According to some random post on google, ice cream needs about 2/3 as much energy per gram to melt or freeze.

Of course you also have to worry about losses, extra margin, and the heat of stirring.

You're right, I should have said equivalently :D
Salt's way cheaper than antifreeze, and I'd be a lot happier about getting a little stray salt in my ice cream than getting a little stray ethylene glycol (with bittering agents, since 2010).
I suppose I could store the salt water solution instead of throwing it away.
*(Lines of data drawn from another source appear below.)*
PR #202, opened 2021-03-09
runtime: use stat() not lstat() to allow us follow symlinks

Jafaral:


Don-Ward (approved):
There appears to be a memory leak (of filebuffer) but, if an error occurs, the program will exit so perhaps it doesn't matter.

PR #204, opened 2021-03-15
Fix for object.icn to obtain class names with package.

brucerennie:
The Unicon function classname does not return the package that a class is in.
This affects UniDoc and causes an abort in the operation of UniDoc.

The change to object.icn in the lib has been adjusted to fix this error.

### DIFF
--- a/uni/lib/object.icn
+++ b/uni/lib/object.icn
@@ -91,7 +91,18 @@ class Object()
    # <[returns the classname for the current class in package::class format]>
    # </p>
    method className()
-      return mapPackageInt2Ext(::classname(self))
+      local cl, cn
+
+      cl := ::image(self)
+      cl := cl[8:(::find("(", cl))]
+      cn := ::classname(self)
+      if ::match(cn, cl) then {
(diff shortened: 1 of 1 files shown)


StephenWampler:
This fixes the immediate issue, but I'm not sure it's the best fix.  The original code in origin.icn was:

   return Type()

But Type() no longer matches its documentation.  It should be starting its result sequence with the (fully-qualified) name of the current class following by the (fully-qualified) names of the superclasses:

    UniDoc::UPackage
    UniDoc::UEntity
    lang::Object

Instead it just produces the names of the superclasses:

    UniDoc::UEntity
    lang::Object

omitting the name of the originating class.  I believe this is the originating error.  If that were fixed, then the method className() in object.icn could be reverted back to:

    return Type()

As it is now, the proposed solution fixes className(),, but leaves Type() broken.

StephenWampler:
Oh, I wasn't clear.  The error is in the _procedure Type_ found in predicate.icn and called by the _method Type()_ in object.icn.

PR #205, opened 2021-03-16
Update function classname() to return package as well.

brucerennie:
The original classname() function removed the package part of a class name.
This change is to include the package name as a part of the class name.

The only line actually affected is line 692. This line is removed from the source. Other changes are due to my editor automatically removing extraneous spaces at the end of any line.

This change ensures that the package information is kept when getting the class name of the object selected.

### DIFF
--- a/src/runtime/fstruct.r
+++ b/src/runtime/fstruct.r
@@ -22,7 +22,7 @@ function{1} delete(s, x[n])
             register uword hn;
             register union block **pd;
             int res, argc;
-	    
+
 	    MUTEX_LOCKBLK_CONTROLLED(BlkD(s, Set), "delete(): lock set");
 	    for (argc = 0; argc < n; argc++) {
 	       hn = hash(x+argc);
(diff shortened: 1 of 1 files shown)


StephenWampler:
This looks good!  I do note, of course, that it returns "PACKAGE__CLASS" instead of "PACKAGE::CLASS".  I'm assuming that's planned as a later mod.

With this change, and changing line 50 of ${UNICON}/uni/lib/predicat.icn to:

      suspend lang::mapPackageInt2Ext(::classname(var) | !get_class(var).get_supers())

then UniDoc runs correctly.

brucerennie:
As for the __ to :: change, as I am not a c programmer and I, as yet, do not know the extent to where these changes are to be applied, this specific change is definitely for a later mod.

StephenWampler:
Also note that, with this change, the code for the className() method in ${UNICON}/uni/lib/object.icn can be reverted back to just:

      # <p>
      # <[returns the classname for the current class in package::class format]>
      # </p>
     method className()
         return lang::mapPackageInt2Ext(::classname(self))       
     end

StephenWampler:
> As for the __ to :: change, as I am not a c programmer and I, as yet, do not know the extent to where these changes are to be applied, this specific change is definitely for a later mod.

Sounds good to me.  I prefer one step at a time anyway.

StephenWampler (approved):
Looks good!  Once this is in, I'll make the changes to predicat.icn and object.icn and, once those are merged, work on updating UniDoc with the improvements Jafar mentioned.

Jafaral:
Looking forward to your fixes @StephenWampler .

Thanks @brucerennie

PR #206, opened 2021-03-17
Update to use repaired classname()

StephenWampler:
Simplify className() and Type() methods now that the classname procedure returns fully-qualified class names.

Signed-off-by: Steve Wampler <sbw@tapestry.tucson.az.us


StephenWampler:
This also fixes the Type() method to include the name of the current class in its result sequence.

PR #208, opened 2021-03-17
Update to Args class and UniDoc option handling.

StephenWampler:
This adds the ability to detect bad command line options to the util::Args class and adds that detection to UniDoc.  A bug in UniDoc where the handling of a default target directory is incorrect has also been fixed.

### DIFF
--- a/uni/unidoc/UniDoc.icn
+++ b/uni/unidoc/UniDoc.icn
@@ -132,7 +132,6 @@ import lang
 import UniDoc
 
 global linkPath,  # Path to search when looking for already-generated HTML
-       targetDir, # Directory into which all generated HTML is placed
        title,     # Title for base document
        indexFile, # Name of base index file
        debug      # Debug flag
@@ -148,7 +147,7 @@ procedure main(args)
     processArgs(uniAll)
     uniAll.dumpStatistics("yes")
 
-    html := UniHTML(title, uniAll, targetDir, indexFile, linkPath, debug)
+    html := UniHTML(title, uniAll, indexFile, linkPath, debug)
     html.buildPages()
 
 end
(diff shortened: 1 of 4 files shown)


uni/unidoc/UniDoc.icn
```diff
@@ -167,7 +168,7 @@ procedure processArgs(uniAll # Unicon parser (instance of <tt>UniAll</tt>)
     linkPath  := []	# Default situation (no --linkPath option)
     linkPath  := [: genFields(\(Args().getOptDef("linkPath")),",") :]
     uniAll.setSourcePath(Args().getOptDef("sourcePath"))
-    uniAll.setTargetDir(targetDir := Args().getOptDef("targetDir"))
+    uniAll.setTargetDir(targetDir := Args().getOptDef("targetDir","./htmlDoc"))
```
Jafaral, line 171: Since targetDir is already set to `./htmlDoc` at the top of this function I suggest just using that here.  Or maybe just delete the line since this change will always overwrite targetDir.

StephenWampler: I've made a slightly different change.  There is no longer a global variable targetDir and all references to the value are through UniAll's (net) getTargetDir() call.  I'll put that into the same PR as soon as I remember how to do that.  (Besides, I can't find where targetDir is preset at the top of that function!.

It looks like the build (see below) is failing again because fixName() isn't being found.  I don't see that here yet.

StephenWampler: Found the missing line.  I had removed it because it just gets in the way without adding any value.

Jafaral: here, but it looks like  you have deleted it in the new commit
```
    local arg
    indexFile := "index.html"
    targetDir := "./htmlDoc"
```

PR #209, opened 2021-03-18
fix upexample plugin, add test example

Jafaral:


Don-Ward (approved):
@Jafaral Looks good. Is it worth considering making the test directory (i.e. plugins/src/myPlugin/test) a standard location and adding a test target to the example makefile?  We could make it clear that implementing the test target is optional.

PR #213, opened 2021-03-21
tests: allow tests to run when unicon is not on the path

Jafaral:


brucerennie:
I cannot see any problems with these changes

brucerennie (approved):

PR #215, opened 2021-03-22
tests: re-enable some Windows special cases

Jafaral:


brucerennie (approved):
Jafar, as far as I can tell the changes you are proposing should be okay. Nothing has popped out at me with what you propose.

PR #219, opened 2021-03-29
config: add werror  and warnings options

Jafaral:


src/h/config.h
```diff
@@ -548,6 +548,8 @@
 #endif					/* IntBits */
 
 #if (WordBits == 64)
+   #define LINTFRMT "l"
```
Don-Ward, line 551: My first thought on seeing this line was "What's lint got to do with it?".  It was only later when looking at rmisc.r that I realised it meant "Long Integer".  C99 introduced the inttypes.h header with predefined printf format specifiers (PRId64 etc.)  Is it worth considering using that?

src/runtime/rwinsys.r
```diff
@@ -42,6 +42,7 @@ void checkpollevent(){
 
 #else					/* Graphics */
 #if NT
+int iconx(int argc, char **argv);
```
Don-Ward, line 45: I don't think we'll get a compiler fussy enough to complain about the difference between char ** and char*[], but why take the risk? i.e. declare it as int iconx(int argc, char *argv[]);

Don-Ward (approved):
Looks good. Perhaps my suggestion to use intypes.h is better taken as a separate item -- it would lead to quite a few changes if done systematically.

src/h/config.h
Jafaral: Given your comment below, no action is needed here then.

src/runtime/rwinsys.r
Jafaral: Only on Windows I got this warning, and I copied the function prototype verbatim from imain.r as it is actually defined.

Jafaral:
@Don-Ward , if you are OK with it then let us get in please.

PR #7988, opened 2024-08-30
feat: add support for `React.use()`

KATT:
Closes #7980

---

### Progress

- [x] add basic functionality for `useQuery()`
- [x] make other tests pass (👋  help wanted!)
- [x] add test for `useInfiniteQuery()`
- [x] do more tests with some example
- [x] update docs?


packages/query-core/src/queryObserver.ts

Assuming I made ice cream often this would be acceptably frugal for me.
Also, if you really want to recover the salt, you’d just have to boil away the water.

Alternatively, pickling is a perfectly good use of brine used for frugal purposes (extending the shelf life of produce, eggs, and what have you)

Boiling is quick and convenient, but just evaporating the water out with ambient air is all but free.
> Also, if you really want to recover the salt, you’d just have to boil away the water.

This is probably the point the poster was making: this requires a lot of energy. There's a lot of NaCl in the world, but getting it out of solution is expensive.

If that’s a major concern, you can literally leave it in the sun like the other person suggested.
You could use propylene glycol that is Generally Recognized As Safe.
What's in the blue liquid in those ice cream making bowls that is normally sealed but sometimes people report it leaking. The manufacturers say it is nontoxic.
It’s propylene glycol. The same stuff they fill “ice packs” with. And it’s also the thickening agent in coffee syrups. Supposedly food safe. I wouldn’t season my food with it though
It’s also what’s used in vape cartridges.
antifreeze is really really really toxic for mammals so there's that, while ingesting bit of salt never hurt anyone.. maybe diabetics
I think the ice cream would be a bigger concern for diabetics.